Per decenni, la Cina ha perseguito un mercantilismo aggressivo, manipolato la sua valuta e costretto le imprese statunitensi ed europee a cedere proprietà intellettuale come precondizione per entrare nel suo mercato. La Russia, a sua volta, si è rapidamente ripresa dal ‘tempo dei disordini’ dell’era Eltsin, ri-nazionalizzando di fatto il suo settore energetico e usando la sua abbondanza di petrolio e gas come risorsa strategica da utilizzare come arma per ottenere un guadagno politico. Oggi il mondo ha poca somiglianza con il quadro dell’ordine internazionale liberale con cui siamo cresciuti e a cui siamo stati così abituati nei decenni successivi alla Guerra fredda. Una Cina più agiata e geostrategicamente più assertiva sta puntando a rivendicazioni sempre più audaci su una sfera di influenza in Asia e sta sfruttando la sua crescente ricchezza per ottenere influenza in Australia, Africa, Sud America e, sempre più tardi, in Europa.
L’annessione della Crimea da parte della Russia ha distrutto efficacemente le basi su cui costruire il sistema di sicurezza basato sulle norme dell’Unione europea. La Turchia di Erdogan sta fuggendo dall’eredità di Atatürk. Il medio oriente è in fiamme, con l’Iran sempre più determinato a perseguire l’egemonia regionale. L’Europa sta lottando per far fronte all’immigrazione di massa dal medio oriente, dall’Africa e altrove, e per preservare ciò che resta di una via di mezzo politica in rapida contrazione, mentre l’Unione europea parla di un’organizzazione ‘a due livelli’ come l’unica via possibile. Nei Balcani occidentali sta crescendo l’instabilità politica. Il mondo sembra molto diverso da come appariva a molti solo cinque anni fa. Tuttavia, credere che sia successo qualcosa di brusco e inaspettato è bere il proverbiale Kool-Aid (la bibita dei bambini americani, ndr) della certezza liberista internazionalista post Guerra fredda.
In realtà, il calcolo della potenza, la competizione geostrategica e il mercantilismo non sono mai andati via; piuttosto, sono semplicemente rimasti sullo sfondo mentre la distribuzione del potere si è trasformata. E’ tempo che le democrazie di tutto il mondo facciano il punto sulle rispettive posizioni e che i loro governi parlino francamente su cosa li ha portati lì. Il primo passo è smettere di sostituire i sintomi con le cause.

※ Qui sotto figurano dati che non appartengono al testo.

Issue #2205, opened 2018-11-15
pylint and absolute imports


ltalirz:
The `provenance-design` branch flagged up a couple of prospector warnings such as these:
```
aiida/orm/implementation/querybuilder.py
  Line: 143
    pylint: import-error / Unable to import 'sqlalchemy.sql.elements' (col 8)
    pylint: no-name-in-module / No name 'sql' in module 'sqlalchemy' (col 8)
  Line: 144
    pylint: import-error / Unable to import 'sqlalchemy.orm.attributes' (col 8)
    pylint: no-name-in-module / No name 'orm' in module 'sqlalchemy' (col 8)
  Line: 145
    pylint: import-error / Unable to import 'sqlalchemy.sql.expression' (col 8)
    pylint: no-name-in-module / No name 'sql' in module 'sqlalchemy' (col 8)
  Line: 146
    pylint: import-error / Unable to import 'sqlalchemy.types' (col 8)
    pylint: no-name-in-module / No name 'types' in module 'sqlalchemy' (col 8)
```

The reason they show up is because pylint (somewhat [1]) incorrectly treats these as relative imports (there are `django` and `sqlalchemy` subfolders in `aiida/orm/implementation`).
There is an open issue for this (https://github.com/PyCQA/pylint/issues/1931) but no workaround as of now.

Since this is a pylint problem, I will disable the corresponding warning in affected files, together with a link to the bug report, with the idea that the pylint directives can be removed again in the future.

Mentioning @muhrin @sphuber @giovannipizzi 

[1] "Somewhat" because trying to run the file individually (i.e. `python aiida/orm/implementation/querybuilder.py`) will fail. Only running it as part of a package (`python -m aiida.orm.implementation.querybuilder` will cause python to honour the absolute import. One can argue, however, that python submodules of packages are not meant to be executed individually.

giovannipizzi:
The simplest probably is to refactor the code at this stage, renaming our django + sqlalchemy folders to something else, like `backend_django`, `backend_sqlalchemy`?

ltalirz:
While it might be safer, I don't find this simpler. Why should a package like aiida that contains backends for sqlalchemy and django not container subfolders named sqlalchemy and django?

Also, keep in mind that this applies to all dependencies, not just django and sqla.
What if someone decides we need a package named `utils` ?

giovannipizzi:
Actually this is a prospector problem and not a pylint problem, reopening

giovannipizzi:
[...]

PR #4190, opened 2020-06-19
Update the pre-commit configuration 

sphuber:
* Drop `prospector`: it was only being used to run `pylint` but in that
   case it is much simpler to just run it directly as `prospector` has
   often given issues with incompatible dependencies
 * Add more hooks from `pre-commit` itself:
   - end-of-file-fixer    automatically add new lines to end of files
   - fix-encoding-pragma  automatically add the utf-8 encoding pragma
   - mixed-line-ending    automatically deal with line break characters
 * Run `pylint` and `yapf` directly from the remote repository
   Since `pylint` still needs to be run with `system` such that it can
   see all dependencies and not throw false import errors, we still need
   to keep it in the `pre-commit` extras requirements.
 * Renamed extra requires categories to match other projects
   dev_precommit -> pre-commit
   testing -> tests


chrisjsewell:
> prospector has often given issues with incompatible dependencies

Yes! It's always been a pain making it compatible with `flake8` that I use for other packages.

I was just having a scan down https://pre-commit.com/hooks.html, to see if there are any other good ones. There is a few for checking the order of imports, but that may be overkill.
What we don't currently do is any specific linting of documentation, maybe:

- `rst-backticks` - Detect common mistake of using single backticks when writing rst
- or https://github.com/myint/rstcheck#use-as-a-pre-commit-hook, is pretty good

sphuber:
> What we don't currently do is any specific linting of documentation, maybe:
> 
>     * `rst-backticks` - Detect common mistake of using single backticks when writing rst
> 
>     * or https://github.com/myint/rstcheck#use-as-a-pre-commit-hook, is pretty good

Sounds good, but I explicitly didn't add this here. In some of the other repos I already added the `pydocstyle` linter to check the docstrings, but that would be a lot of work here. Wanted to postpone that for a bit. But once we add this, we can look at the backtick fixer as well

ltalirz:
Hi guys, sorry for being a bit late to the game but I find the change of the extras a bit problematic.
Please note that plugins/CI workflows may rely on these and will now break silently (because pip does not complain for incorrect extra names).

One possible solution is to add the old extras back in the `setup.py` and to add a deprecation warning to the CHANGELOG

sphuber:
> Hi guys, sorry for being a bit late to the game but I find the change of the extras a bit problematic.
> Please note that plugins/CI workflows may rely on these and will now break silently (because pip does not complain for incorrect extra names).

Sorry if this change is causing issues, that is of course not intended. I figured that since these are merely extras for development, it would be fine to change them. Can you tell me what other packages depend on it?
Also, maybe we should clarify what `tests` is intended for. I was under the impression that this is just for development of `aiida-core` and not necessarily to be used by plugins. They should define their own testing requirements I feel.

ltalirz:
>  I was under the impression that this is just for development of aiida-core and not necessarily to be used by plugins. They should define their own testing requirements I feel.

I agree with you here, and since pip does not (or at least did not, when I last checked) properly support specifying a dependency on the same package twice (e.g. `aiida-core` under `install_requires` and `aiida-core[testing]` under `extras_require['testing']`), all plugins I've now checked actually follow your advice.
I do think this is a "lucky case", though - if pip did support this I bet there would be a number of plugins reusing the aiida-core extras.

I've looked around a bit more - instances that will need to be changed are:
* https://github.com/marvel-nccr/ansible-role-aiida/blob/9ee58f9cc59f7850d1d5d67fb5b7ca707481c205/defaults/main.yml#L4-L9 @chrisjsewell 
 * https://github.com/aiidateam/aiida-core/wiki/Development-environment

greschd:
Relying on a dependency to pull in packages that are used _directly_ in the plugin code is just plain bad practice. There's no way we can guarantee that some dependency we're pulling in will always be there.

There is some nuance to this, though: the pytest fixtures and sphinx extension are _features of AiiDA_, not just internal dev utilities. So IMO the requirements we use there should be in a "feature" extra, just like e.g `atomic-tools`. In this case the user shouldn't have to care about exactly which dependencies are needed to implement these features, because they _don't_ use the dependencies directly.

giovannipizzi:
Just FYI, prospector just made a new release that addresses our original issue #2205, in case you are using prospector in another project.
See [here](https://github.com/PyCQA/prospector/issues/294)

PR #4191, opened 2020-06-20
Process on finish call without using LoopCommunicator

unkcpz:
In PR #4154, the LoopCommunicator was used as the runner's communicator.
This makes it easy to schecule callbacks into the correct event loops,
however, the `Process` has its own mechanism to do this. In object
method `_schedule_rpc` process schedule the callback into its event
loop. Using `LoopCommunitor` lead to a problem that when controller send
the controlling message by rpc for example when calling
`controller.pause_process` the `pause` subscriber is run by
`plumpy.futures.create_task`, which is not necessary. 
I didn't find using `LoopCommunicator` cause any exceptions, however, it is not expected in design correctly? Therefore, I propose to conservatively not use `LoopCommunicator` as communicator one for all in `runner`. 

`call_on_process_finish` receive a callback which not expected to be a
coroutine (otherwise it is supposed to be wait there and `inline_callback` also should be a coroutine. Through, this not cause problem for `tornado`.), however, in `action_awaitables` we schedule `_run_task` which
is a corotinefunction to it. The `call_soon` method of Process object is
more proper here.

### DIFF
--- a/aiida/engine/processes/futures.py
+++ b/aiida/engine/processes/futures.py
@@ -9,6 +9,8 @@
 ###########################################################################
 # pylint: disable=cyclic-import
 """Futures that can poll or receive broadcasted messages while waiting for a task to be completed."""
+import functools
+
 import tornado.gen
 
 import plumpy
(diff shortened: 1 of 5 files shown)


muhrin:
Thanks Jason!  So, in my opinion this is not the right solution.

Let me outline some of the design decisions that I think we should stick to and see if we can figure out a solution that's compatible with all of them.  I'm happy to have a video chat if it helps.

In this PR you've changed it so that it's the clients (i.e. the Process) that is responsible for scheduling the callback on the event loop.  This, to me, is highly undesirable as now every time someone wants to subscribe themselves for a callback from the communicator they have to remember to schedule it on the loop which is a violation of the DRY principle and what's more it creates an unnecessary coupling.  The process shouldn't know about this 'implementation detail' that the callbacks come from another thread and are scheduled on the event loop.  Only the runner and manager should know this because they create the `LoopCommunicator`.  Imagine tomorrow we decide to remove the event loops an and use another solution, well now we have to change all the communicator subscription calls throughout the code (because there is this artifical coupling).  Before, with the loop communicator, those calls wouldn't change.

unkcpz:
Thanks, I think both two aspects of the PR are useless, so I'd better close this.

Let me try to recap here:
1. callback in function `call_on_process_finished` can be either and function or a coroutine. `_run_task` is also supposed to be used here. No reason to think of it as a regular function.

2. It is true that callback invoked by the communicator(rpc or a new process to be launched) scheduled to the runner's event loop twice (one in `_schedule_rpc` while other in `plumpy.create_task`). But it is necessary to have the `LoopCommunicator` to hide the specific callback schedule implementation(wrap a new callback with `plumpy.create_task`) .  And Process should make sure everything it does (like pausing) is scheduled on its own event loop so it has its own `_schedule_rpc` method.

PR #8417, opened 2023-03-07
sql: support collation for ANY

### LINKED ISSUE #8070: Collations cannot be used with ANY values
Collations can currently be used with SCALAR values, but cannot be used with ANY values.
```
tarantool> box.execute([[SELECT CAST('a' AS SCALAR) COLLATE "unicode_ci";]])
---
- metadata:
  - name: COLUMN_1
    type: scalar
  rows:
  - ['a']
...

tarantool> box.execute([[SELECT CAST('a' AS ANY) COLLATE "unicode_ci";]])
---
- null
- COLLATE clause can't be used with non-string arguments
...
```

Also, it might be worth to allow collations with bound variables and SQL_EXPR function arguments, since types of those will only be defined just before the VDBE is run.

ImeevMA:
This patch makes SQL to support collations for the ANY type.

Closes #8070

NO_DOC=ANY already supports collations in BOX.

### DIFF
--- a/src/box/sql/expr.c
+++ b/src/box/sql/expr.c
@@ -265,7 +265,7 @@ check_collate_arg(struct Parse *parse, struct Expr *expr)
 	while (left->op == TK_COLLATE)
 		left = left->pLeft;
 	enum field_type type = sql_expr_type(left);
-	if (type != FIELD_TYPE_STRING && type != FIELD_TYPE_SCALAR) {
+	if (!field_type1_contains_type2(type, FIELD_TYPE_STRING)) {
 		diag_set(ClientError, ER_SQL_PARSER_GENERIC,
 			 "COLLATE clause can't be used with non-string "
 			 "arguments");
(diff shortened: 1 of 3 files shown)


src/box/sql/expr.c
```diff
@@ -265,7 +265,8 @@ check_collate_arg(struct Parse *parse, struct Expr *expr)
 	while (left->op == TK_COLLATE)
 		left = left->pLeft;
 	enum field_type type = sql_expr_type(left);
-	if (type != FIELD_TYPE_STRING && type != FIELD_TYPE_SCALAR) {
+	if (type != FIELD_TYPE_STRING && type != FIELD_TYPE_SCALAR &&
+	    type != FIELD_TYPE_ANY) {
```
Gerold103, line 269: Can also use `field_type1_contains_type2(type, FIELD_TYPE_STRING)`. Then you automatically include all types which can have string values in them.

Gerold103 (commented):
Thanks for the patch!

src/box/sql/expr.c
ImeevMA: Thank you for the review! Fixed.

Gerold103 (approved):
Thanks for the fix!

locker (approved):

locker:
Cherry-picked to 2.11.

PR #8419, opened 2023-03-07
space_upgrade: use old format for non-upgraded read view tuples - CE part

locker:
If a read view is created while a space upgrade is in progress, the space upgrade function should be applied to all tuples retrieved from the space read view. A tuple passed to the space upgrade function should have proper field names: tuples that had been upgraded by the time when the read view was created should have new field names while tuples that hadn't been upgraded should have old field names. Currently, all tuples use new field names. This works fine as long as fields aren't renamed (e.g. a new field is appended), but if a field is renamed (e.g. a new field is inserted in the middle), the space upgrade function will see invalid field names and, as a result, may not work as expected.

This PR is intended to fix this issue.

Needed for https://github.com/tarantool/tarantool-ee/issues/236

EE part: https://github.com/tarantool/tarantool-ee/pull/407

### DIFF
--- a/src/box/CMakeLists.txt
+++ b/src/box/CMakeLists.txt
@@ -255,7 +255,7 @@ endif()
 if(ENABLE_SPACE_UPGRADE)
     list(APPEND box_sources ${SPACE_UPGRADE_SOURCES})
 else()
-    list(APPEND box_sources space_upgrade.c)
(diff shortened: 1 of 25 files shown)


alyapunov (approved):

locker:
Cherry-picked to 2.11.

PR #8422, opened 2023-03-09
Fix calling class method before it is initialized 

drewdzzz:
There are two cases when class method is used to calculate an argument for base
class constructor when it is not built yet. Fortunately, they does not
use class fields - let's make them static to use them before class
initialization legitimately.

Closes tarantool/security#96

### DIFF
--- a/src/box/alter.cc
+++ b/src/box/alter.cc
@@ -1451,7 +1451,11 @@ RebuildIndex::~RebuildIndex()
  */
 class RebuildFuncIndex: public RebuildIndex
 {
-	struct index_def *
+	/*
+	 * This method is used before the class is built (is used to calculate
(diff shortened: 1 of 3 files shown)


CuriousGeorgiy (approved):

sergepetrenko (changes requested):
Thanks for the patch!

Nit:
Should be `Closes` instead of `Closes of` in the second commit.
Everything else looks good.

sergepetrenko (approved):
Thanks for the fix!

sergepetrenko:
Cherry-picked to 2.11: 0d0108810fc744b63479b3e79c51590ed2894196..65654729a5f85b478229b22f8c05ede6e2e17d9d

L’era attuale è un punto di inflessione non a causa di un’ondata di ‘illiberalismo’ nella politica democratica, la ri-nazionalizzazione della politica europea, la Brexit o Donald Trump – tutte offerte come spiegazioni per l’apparentemente improvviso crollo delle regole basato sul sistema internazionale. Piuttosto, ciò che ha guidato il cambiamento sistemico globale in atto è il primo imminente effettivo riordino della distribuzione del potere economico in tutto il mondo dal 1945, in particolare in Asia, insieme all’affermazione geostrategica della Cina e una disconnessione fondamentale tra ciò che alimenta il discorso politico nelle democrazie occidentali oggi e le considerazioni di potere che restano centrali nelle relazioni internazionali.
Le faglie di civiltà huntingtoniane, in breve, forniscono una ricetta per il grande sconvolgimento globale che ora si profila all’orizzonte. I prossimi due decenni saranno probabilmente la prima vera sfida posta da una crescente potenza globale, la Cina, alla posizione dominante a livello mondiale degli Stati Uniti. Rimane una questione aperta: se gli Stati Uniti saranno in grado di evitare la ‘trappola di Tucidide’, in cui lo spostamento di una grande potenza da parte di un altro porta alla guerra. La competizione tra stato e stato, sospinta dal mutevole equilibrio tra potere economico e militare, ha drammaticamente aumentato la probabilità di un grande scontro tra Stati Uniti e Cina. Un tale confronto, se non contenuto, probabilmente attirerà altri attori importanti, tra cui la Russia, e costringerà gli stati chiave in Europa ad agire in un momento in cui il continente non è ancora in grado di contemplare tali scelte difficili.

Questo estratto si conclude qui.